═════ Supplied information ═════

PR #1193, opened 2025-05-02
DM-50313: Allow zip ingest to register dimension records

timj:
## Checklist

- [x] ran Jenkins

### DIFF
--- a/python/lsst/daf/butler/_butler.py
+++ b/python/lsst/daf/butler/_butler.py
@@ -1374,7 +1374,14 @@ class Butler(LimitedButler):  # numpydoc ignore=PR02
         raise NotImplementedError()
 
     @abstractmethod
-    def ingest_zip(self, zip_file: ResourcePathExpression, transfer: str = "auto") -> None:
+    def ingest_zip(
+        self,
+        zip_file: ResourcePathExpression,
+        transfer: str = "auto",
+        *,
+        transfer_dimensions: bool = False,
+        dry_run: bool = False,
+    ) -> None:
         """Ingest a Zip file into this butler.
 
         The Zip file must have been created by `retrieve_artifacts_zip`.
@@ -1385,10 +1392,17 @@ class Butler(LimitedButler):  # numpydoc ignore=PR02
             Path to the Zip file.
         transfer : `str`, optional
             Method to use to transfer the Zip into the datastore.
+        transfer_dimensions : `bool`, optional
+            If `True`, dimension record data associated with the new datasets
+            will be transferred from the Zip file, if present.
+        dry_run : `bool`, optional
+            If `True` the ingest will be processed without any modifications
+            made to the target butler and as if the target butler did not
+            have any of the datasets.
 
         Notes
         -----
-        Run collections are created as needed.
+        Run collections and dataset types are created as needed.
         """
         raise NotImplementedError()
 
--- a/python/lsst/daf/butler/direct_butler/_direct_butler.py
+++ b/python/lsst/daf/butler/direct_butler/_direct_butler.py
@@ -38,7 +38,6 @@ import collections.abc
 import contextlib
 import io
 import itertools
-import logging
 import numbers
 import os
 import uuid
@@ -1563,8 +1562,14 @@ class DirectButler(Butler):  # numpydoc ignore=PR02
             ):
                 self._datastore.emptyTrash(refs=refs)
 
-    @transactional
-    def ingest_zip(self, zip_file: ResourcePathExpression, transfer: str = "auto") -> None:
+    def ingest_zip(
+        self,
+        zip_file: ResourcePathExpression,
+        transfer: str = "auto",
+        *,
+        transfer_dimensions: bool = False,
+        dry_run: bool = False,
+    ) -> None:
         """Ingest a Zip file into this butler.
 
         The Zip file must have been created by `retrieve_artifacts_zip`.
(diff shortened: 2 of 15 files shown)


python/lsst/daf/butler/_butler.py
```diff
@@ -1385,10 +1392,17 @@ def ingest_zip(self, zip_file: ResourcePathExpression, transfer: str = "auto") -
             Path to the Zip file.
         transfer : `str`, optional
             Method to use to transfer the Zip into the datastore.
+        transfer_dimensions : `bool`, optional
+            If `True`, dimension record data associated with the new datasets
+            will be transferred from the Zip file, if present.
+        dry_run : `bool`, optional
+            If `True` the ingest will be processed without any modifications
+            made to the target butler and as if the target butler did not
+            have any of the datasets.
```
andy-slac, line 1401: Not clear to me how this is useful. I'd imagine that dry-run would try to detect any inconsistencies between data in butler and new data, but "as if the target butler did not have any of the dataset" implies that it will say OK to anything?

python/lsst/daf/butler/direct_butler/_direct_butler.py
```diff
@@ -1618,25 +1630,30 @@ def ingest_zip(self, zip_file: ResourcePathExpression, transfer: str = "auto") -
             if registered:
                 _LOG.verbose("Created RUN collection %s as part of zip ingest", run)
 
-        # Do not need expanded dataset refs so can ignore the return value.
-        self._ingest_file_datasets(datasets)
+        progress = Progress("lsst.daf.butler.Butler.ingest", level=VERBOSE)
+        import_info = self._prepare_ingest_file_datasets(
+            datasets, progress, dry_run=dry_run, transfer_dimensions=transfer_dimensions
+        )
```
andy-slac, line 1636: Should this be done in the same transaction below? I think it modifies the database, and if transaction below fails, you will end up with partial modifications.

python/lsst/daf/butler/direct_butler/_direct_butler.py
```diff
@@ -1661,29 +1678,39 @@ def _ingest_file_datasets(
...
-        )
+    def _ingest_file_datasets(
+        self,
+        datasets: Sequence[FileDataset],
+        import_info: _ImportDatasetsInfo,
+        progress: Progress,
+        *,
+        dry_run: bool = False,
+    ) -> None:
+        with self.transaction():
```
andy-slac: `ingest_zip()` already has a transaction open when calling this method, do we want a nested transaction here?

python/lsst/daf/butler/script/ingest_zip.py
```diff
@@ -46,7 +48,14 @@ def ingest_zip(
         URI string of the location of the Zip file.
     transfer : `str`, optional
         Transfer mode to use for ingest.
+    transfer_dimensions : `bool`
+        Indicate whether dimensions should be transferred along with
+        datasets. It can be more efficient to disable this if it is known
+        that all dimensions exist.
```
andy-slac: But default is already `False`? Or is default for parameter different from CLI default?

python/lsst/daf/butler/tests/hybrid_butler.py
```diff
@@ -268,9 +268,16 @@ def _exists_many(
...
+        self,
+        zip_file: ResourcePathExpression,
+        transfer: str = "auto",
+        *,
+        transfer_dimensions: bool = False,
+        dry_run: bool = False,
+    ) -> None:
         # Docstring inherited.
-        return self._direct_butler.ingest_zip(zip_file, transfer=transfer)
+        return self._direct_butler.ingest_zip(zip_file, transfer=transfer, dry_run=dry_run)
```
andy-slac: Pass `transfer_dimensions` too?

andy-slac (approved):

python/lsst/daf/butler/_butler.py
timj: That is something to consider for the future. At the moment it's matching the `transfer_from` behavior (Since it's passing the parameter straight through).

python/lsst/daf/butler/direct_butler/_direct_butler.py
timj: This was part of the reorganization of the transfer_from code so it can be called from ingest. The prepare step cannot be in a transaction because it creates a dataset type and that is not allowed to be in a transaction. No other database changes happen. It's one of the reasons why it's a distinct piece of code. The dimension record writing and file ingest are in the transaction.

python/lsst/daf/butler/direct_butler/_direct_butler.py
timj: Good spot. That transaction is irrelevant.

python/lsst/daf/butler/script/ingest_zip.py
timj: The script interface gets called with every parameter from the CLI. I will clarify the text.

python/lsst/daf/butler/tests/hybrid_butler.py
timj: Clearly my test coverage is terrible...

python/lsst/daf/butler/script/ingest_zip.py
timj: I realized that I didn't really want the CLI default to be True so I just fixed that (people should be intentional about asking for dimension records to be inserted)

═════
═════ Supplied information ═════

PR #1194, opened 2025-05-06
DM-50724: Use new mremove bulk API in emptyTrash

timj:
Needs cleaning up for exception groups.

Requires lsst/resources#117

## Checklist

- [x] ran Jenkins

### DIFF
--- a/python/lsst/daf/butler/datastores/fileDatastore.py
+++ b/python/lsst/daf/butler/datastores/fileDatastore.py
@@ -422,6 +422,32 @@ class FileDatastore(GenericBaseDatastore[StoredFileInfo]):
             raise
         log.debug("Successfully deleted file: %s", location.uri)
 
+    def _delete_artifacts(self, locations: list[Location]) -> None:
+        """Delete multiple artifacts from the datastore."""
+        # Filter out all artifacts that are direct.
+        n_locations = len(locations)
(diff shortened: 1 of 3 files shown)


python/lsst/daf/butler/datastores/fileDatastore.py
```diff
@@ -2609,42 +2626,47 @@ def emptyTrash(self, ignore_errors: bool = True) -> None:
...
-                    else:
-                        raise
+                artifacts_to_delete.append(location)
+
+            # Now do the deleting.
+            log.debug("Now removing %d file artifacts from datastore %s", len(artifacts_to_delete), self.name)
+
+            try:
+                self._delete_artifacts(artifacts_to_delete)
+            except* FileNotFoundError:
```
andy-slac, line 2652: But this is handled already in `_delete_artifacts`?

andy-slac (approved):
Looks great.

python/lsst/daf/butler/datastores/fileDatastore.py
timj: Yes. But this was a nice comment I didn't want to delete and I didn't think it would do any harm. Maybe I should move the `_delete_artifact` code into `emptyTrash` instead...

═════
═════ Supplied information ═════

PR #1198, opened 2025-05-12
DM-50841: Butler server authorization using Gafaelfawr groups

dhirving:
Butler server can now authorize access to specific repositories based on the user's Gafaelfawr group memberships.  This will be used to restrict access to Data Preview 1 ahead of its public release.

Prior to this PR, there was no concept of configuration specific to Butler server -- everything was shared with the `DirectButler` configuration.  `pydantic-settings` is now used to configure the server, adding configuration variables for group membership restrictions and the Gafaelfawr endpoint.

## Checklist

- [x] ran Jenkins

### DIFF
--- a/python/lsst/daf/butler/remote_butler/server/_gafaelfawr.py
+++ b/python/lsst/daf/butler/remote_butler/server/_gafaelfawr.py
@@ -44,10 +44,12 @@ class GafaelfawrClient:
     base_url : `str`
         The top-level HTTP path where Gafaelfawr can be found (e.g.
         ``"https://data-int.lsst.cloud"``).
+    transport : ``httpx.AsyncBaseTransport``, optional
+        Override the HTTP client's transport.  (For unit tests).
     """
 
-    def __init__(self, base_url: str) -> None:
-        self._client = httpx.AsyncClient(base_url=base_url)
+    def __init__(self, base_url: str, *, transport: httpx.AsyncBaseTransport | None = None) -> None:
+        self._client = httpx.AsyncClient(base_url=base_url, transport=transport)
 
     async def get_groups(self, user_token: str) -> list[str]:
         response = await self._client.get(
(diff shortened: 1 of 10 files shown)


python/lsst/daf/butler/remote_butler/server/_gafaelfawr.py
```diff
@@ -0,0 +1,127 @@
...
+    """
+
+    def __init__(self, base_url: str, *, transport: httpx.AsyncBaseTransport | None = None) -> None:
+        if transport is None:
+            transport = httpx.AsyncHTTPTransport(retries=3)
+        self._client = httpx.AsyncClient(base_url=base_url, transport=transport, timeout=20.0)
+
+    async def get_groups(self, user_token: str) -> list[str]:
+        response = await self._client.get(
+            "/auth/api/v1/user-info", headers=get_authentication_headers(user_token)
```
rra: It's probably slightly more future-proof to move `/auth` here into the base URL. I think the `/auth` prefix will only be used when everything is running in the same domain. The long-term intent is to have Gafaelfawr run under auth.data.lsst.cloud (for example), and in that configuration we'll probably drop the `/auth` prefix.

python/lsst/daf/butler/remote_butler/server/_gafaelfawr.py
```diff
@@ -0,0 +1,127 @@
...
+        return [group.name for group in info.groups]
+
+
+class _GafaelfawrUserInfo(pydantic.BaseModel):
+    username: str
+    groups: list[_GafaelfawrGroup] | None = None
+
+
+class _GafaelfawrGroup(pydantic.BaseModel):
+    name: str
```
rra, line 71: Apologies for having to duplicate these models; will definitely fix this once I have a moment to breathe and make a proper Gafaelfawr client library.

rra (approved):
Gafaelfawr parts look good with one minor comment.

═════

» **Work order**
Only lines holding the word "more" belong in the answer; copy each one from the material.

» **Response to the exercise**
+        datasets. It can be more efficient to disable this if it is known
rra: It's probably slightly more future-proof to move `/auth` here into the base URL. I think the `/auth` prefix will only be used when everything is running in the same domain. The long-term intent is to have Gafaelfawr run under auth.data.lsst.cloud (for example), and in that configuration we'll probably drop the `/auth` prefix.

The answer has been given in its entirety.